Posted - 2015-04-17 : 09:47:12
That explanation is very helpful thanks.

My info below is Very Broad Brush. I am guessing your level of SQL knowledge, the fact that you appear to be smart and that the following will get you a decent Step Up the ladder. There is a lot more to it than this, and the things that I say don't hold true in all circumstance, but hopefully it will give you a "nose" for what is worth investigating / spending your time on.

quote:
Originally posted by jkbeau1

Basically performance when opening certain tabs on a page. We have a page called "Bid Recap" that contains multiple tabs that contain grids that mimic Excel. So there are a lot of rows and cells. We have tables that support all of this right down to the attributes for each "cell". When they open the "Bid Recap" page for the first time, it takes 30 seconds to 3 minutes, depending on the client, to open and populate the tabs


I'm making a grand assumption that there is no UPDATE or INSERT in just "opening a TAB", but rather loads of SELECTs.

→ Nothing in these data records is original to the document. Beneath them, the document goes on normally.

PR #1274, opened 2022-12-05
feat: add preference to disable MacOS target

tiagoappereira:
Xcode 14 considers that iOS apps should support by default not only iPhone and iPad, but also Mac (with Apple Silicon processors). With the introduction of “Designed for iPad“, IPAs can be installed on these devices, and Apple wants to make this the default behaviour/experience.

Also, when apps with the Mac target are submitted to the App Store they are available for Mac by default as well. They can be found in a specific “iPhone & iPad Apps“ tab.

Therefore, with the suggested preference in this PR, developers can disable the aforementioned default behaviour.

### Description

To disable Mac target, the following lines need to be added to the .pbxproj:
```
SUPPORTED_PLATFORMS = "iphoneos iphonesimulator";
SUPPORTS_MACCATALYST = NO;
SUPPORTS_MAC_DESIGNED_FOR_IPHONE_IPAD = NO;
```

The Mac support removal (or not) is controlled by a preference called `SupportMac`:
| SupportMac  | Mac target  |
| ------------- | ----------- |
| N/A                 |  enabled     |
| true                |  enabled     |
| false               |  disabled    |

### Testing

Created a local iOS Cordova project based on this cordova-ios branch and the .pbxproj was:

- NOT updated when the preference SupportMac is not set
- NOT updated when the preference SupportMac is set with the value true
- updated when the preference SupportMac is set with the value false

### Checklist

### DIFF
--- a/tests/spec/unit/prepare.spec.js
+++ b/tests/spec/unit/prepare.spec.js
@@ -649,6 +649,60 @@ describe('prepare', () => {
             });
         });
 
+        it('should support Mac apps by default', () => {
+            cfg2.name = () => 'SampleApp'; // new config does *not* have a name change
+            writeFileSyncSpy.and.callThrough();
+            return updateProject(cfg2, p.locations).then(() => {
+                const xcode = require('xcode');
+                const proj = new xcode.project(p.locations.pbxproj); /* eslint new-cap : 0 */
+                proj.parseSync();
+                const supportedPlatforms = proj.getBuildProperty('SUPPORTED_PLATFORMS');
+                expect(supportedPlatforms).toBeUndefined();
+                const supportsMacCatalyst = proj.getBuildProperty('SUPPORTS_MACCATALYST');
+                expect(supportsMacCatalyst).toBeUndefined();
+                const supportsMacIPhoneIPad = proj.getBuildProperty('SUPPORTS_MAC_DESIGNED_FOR_IPHONE_IPAD');
+                expect(supportsMacIPhoneIPad).toBeUndefined();
+            });
+        });
+
+        it('should support Mac apps if SupportMac preference is set to true', () => {
+            cfg3.name = () => 'SampleApp'; // new config does *not* have a name change
+            const pref = cfg3.doc.findall('platform[@name=\'ios\']/preference')
+                .filter(elem => elem.attrib.name.toLowerCase() === 'supportmac')[0];
+            pref.attrib.value = 'true';
+            writeFileSyncSpy.and.callThrough();
+            return updateProject(cfg3, p.locations).then(() => {
+                const xcode = require('xcode');
+                const proj = new xcode.project(p.locations.pbxproj); /* eslint new-cap : 0 */
+                proj.parseSync();
+                const supportedPlatforms = proj.getBuildProperty('SUPPORTED_PLATFORMS');
+                expect(supportedPlatforms).toBeUndefined();
+                const supportsMacCatalyst = proj.getBuildProperty('SUPPORTS_MACCATALYST');
+                expect(supportsMacCatalyst).toBeUndefined();
+                const supportsMacIPhoneIPad = proj.getBuildProperty('SUPPORTS_MAC_DESIGNED_FOR_IPHONE_IPAD');
+                expect(supportsMacIPhoneIPad).toBeUndefined();
+            });
+        });
+
+        it('should not support Mac apps if SupportMac preference is set to false', () => {
+            cfg3.name = () => 'SampleApp'; // new config does *not* have a name change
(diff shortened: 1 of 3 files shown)


tests/spec/unit/prepare.spec.js
```diff
@@ -649,6 +649,60 @@ describe('prepare', () => {
             });
         });
 
+        it('should support Mac apps by default', () => {
+            cfg2.name = () => 'SampleApp'; // new config does *not* have a name change
+            writeFileSyncSpy.and.callThrough();
+            return updateProject(cfg2, p.locations).then(() => {
+                const xcode = require('xcode');
+                const proj = new xcode.project(p.locations.pbxproj); /* eslint new-cap : 0 */
```
breautek, line 657: `xcode.project` shouldn't be called with `new`. Additionally, the test file imports it as

```javascript
const xcode = require('xcode');
const XcodeProject = xcode.project;
```

So you can use `XcodeProject` for consistency.

```suggestion
                const proj = XcodeProject(p.locations.pbxproj);
```

I think this will fix:

```
1) prepare updateProject method should support Mac apps by default
  Message:
    TypeError: target is not a constructor
  Stack:
    TypeError: target is not a constructor
        at <Jasmine>
        at /Users/runner/work/cordova-ios/cordova-ios/tests/spec/unit/prepare.spec.js:657:30
```

tests/spec/unit/prepare.spec.js
```diff
@@ -649,6 +649,60 @@ describe('prepare', () => {
...
+
+        it('should support Mac apps if SupportMac preference is set to true', () => {
+            cfg3.name = () => 'SampleApp'; // new config does *not* have a name change
+            const pref = cfg3.doc.findall('platform[@name=\'ios\']/preference')
+                .filter(elem => elem.attrib.name.toLowerCase() === 'supportmac')[0];
+            pref.attrib.value = 'true';
+            writeFileSyncSpy.and.callThrough();
+            return updateProject(cfg3, p.locations).then(() => {
+                const xcode = require('xcode');
+                const proj = new xcode.project(p.locations.pbxproj); /* eslint new-cap : 0 */
```
breautek, line 676: See above

```suggestion
                const proj = XcodeProject(p.locations.pbxproj);
```

tests/spec/unit/prepare.spec.js
```diff
@@ -649,6 +649,60 @@ describe('prepare', () => {
...
+
+        it('should not support Mac apps if SupportMac preference is set to false', () => {
+            cfg3.name = () => 'SampleApp'; // new config does *not* have a name change
+            const pref = cfg3.doc.findall('platform[@name=\'ios\']/preference')
+                .filter(elem => elem.attrib.name.toLowerCase() === 'supportmac')[0];
+            pref.attrib.value = 'false';
+            writeFileSyncSpy.and.callThrough();
+            return updateProject(cfg3, p.locations).then(() => {
+                const xcode = require('xcode');
+                const proj = new xcode.project(p.locations.pbxproj); /* eslint new-cap : 0 */
```
breautek, line 695: See above

```suggestion
                const proj = XcodeProject(p.locations.pbxproj);
```

dpogue:
We have an existing `target-device` preference that supports `handset`, `tablet`, and `universal` as values, and sets the `TARGETED_DEVICE_FAMILY`.

Maybe we can find a way to add this functionality to that existing preference?

tiagoappereira:
> We have an existing `target-device` preference that supports `handset`, `tablet`, and `universal` as values, and sets the `TARGETED_DEVICE_FAMILY`.
> 
> Maybe we can find a way to add this functionality to that existing preference?

If the idea is to expand the `target-device` supported values, doing so would change what the preference represents. From the [official documentation](https://cordova.apache.org/docs/en/11.x/config_ref/index.html#:~:text=Deployment%20Target%20Settings-,target%2Ddevice,-(string)%0A%3D%3DiOS)

> This property maps directly to TARGETED_DEVICE_FAMILY in the xcode project.

which would no longer be true.

dpogue:
The documentation can be updated to reflect what the preference actually does, so I wouldn't worry too much about that aspect.

I don't have strong feelings about it, but I do wonder if it's easier or more consistent to have a single preference that controls the output platforms (similar to the 3 checkboxes in Xcode) vs a combination of multiple preferences that might interact in unusual ways.

dpogue:
My current thinking around this is to disable the iPad-on-macOS thing by default, and to allow explicitly building a macOS app from the same codebase targeting Catalyst. That means there would be an extra step for those who want to distribute a macOS app, but it should be a better result (in terms of user experience and platform fit) than the iPad-on-macOS option.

Can't see that the number of indexes matters at this point (although I explain below one scenario where it would). SQL wants to select by the most efficient means possible. If there is a really suitable index then it will use that ...

However, when you FIRST pose the query SQL will scratch its beard and say "I wonder what would be the best way of retrieving the data to satisfy this query". Having decided "How To" it will then cache that Query Plan and the next time it gets IDENTICAL SQL it will match it to that query plan and not waste time trying to figure out a new Query Plan.

If you ask

SELECT Col1, Col2 FROM MyTable WHERE MyDate = '17Apr2015'

then that is NOT the same as asking for "18Apr2015" (SQL is smart enough to detect some differences as being "the same", but "it depends" ...)

If you instead say

DECLARE @MyDate DATE
SET @MyDate = '17Apr2015' -- (Most likely this would actually be a parameter to a Stored Procedure

SELECT Col1, Col2 FROM MyTable WHERE MyDate = @MyDate

Then even for "18Apr2015" the actual SQL SELECT statement will be IDENTICAL.

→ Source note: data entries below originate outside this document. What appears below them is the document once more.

PR #1276, opened 2022-12-24
feat: Add support for Apple Cloud Distribution signing

dpogue:
### Platforms affected
iOS

### Motivation and Context

This enables automatic provisioning with Apple Cloud Distribution certificates (which is really useful for cloud CI systems).

### Description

If your guys are using dynamic SQL where they construct the whole syntax of the SQL and THEN pass it to SQL Server it is entirely possible that they are presenting a "different" query EVERY time and SQL has to make a BRAND NEW query plan EVERY TIME.

OK, so how does SQL make a Query Plan?

it will check to see if an index is likely to help. so how does SQL answer the question "Will Index #1 help?"

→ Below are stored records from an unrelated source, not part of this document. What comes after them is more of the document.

PR #1284, opened 2023-02-07
Patch 1

xiaosiZhang:
### Checklist


dpogue:
`_allowUniversalAccessFromFileURLs` is private API and isn't allowed by Apple.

First up SQL will be interested if Index #1 includes the MyDate column. Then SQL will say "The likelihood is that if I use Index #1 I will get 10 records for that date". How does SQL know (as in "guess" !!) this? it keeps "statistics" for each index that broadly-speaking indicate the distribution of data in the index, so SQL can "predict" that there will be 10 matching rows.

If an index is UNIQUE on MyDate then that is going to score highly If Index #1 doesn't include MyDate at all then SQL will have to check every row in the index, and use that to load each row in the database to then check for MyDate. Clearly it is not going to do that ... but when your query includes a WHERE clause on 10 columns, and JOINs to 5 other tables, there are all sorts of possible combinations - and SQL will assign a "query cost" to using each index. The "cheapest query cost" will then win, and that will be the Query Plan that gets used (and cached)

Now then ... you've probably already spotted this!: you have a LOT of indexes . So SQL is not just going to say "Is Index #1" any good, its going to thumb though all the way to "Is index #100 any good". That MAY VERY WELL take longer than actually running the query itself!!! That said, that does NOT matter provided that SQL caches the Query Plan AND you use the Exact Same (or near enough that SQL is happy) query again .. and Again ... AND AGAIN AND AGAIN AND AGAIN

(Of course IF the issue is an INSERT then the cost will ALWAYS be high because SQL will have to insert a new value in EVERY index for EACH record Inserted - fewer indexes WILL be quicker, in the case of Inserts. It is far more common that systems READ for 100's, 1,000's etc. time more than the number of inserts. In an ideal insert-only database you would have NO secondary indexes to boost Insert-speed)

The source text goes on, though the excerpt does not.